Input material below:

PR #102, opened 2023-03-19
Default_From_Email 

Hgersten-hash:
Changed from email variable to override django's built in from email


EdenWuyifan (commented):
Good good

End of Input material.

Your goal. The answer consists of every entry, returned exactly.

Exercise answer.
PR #102, opened 2023-03-19
Default_From_Email 

Hgersten-hash:
Changed from email variable to override django's built in from email


EdenWuyifan (commented):
Good good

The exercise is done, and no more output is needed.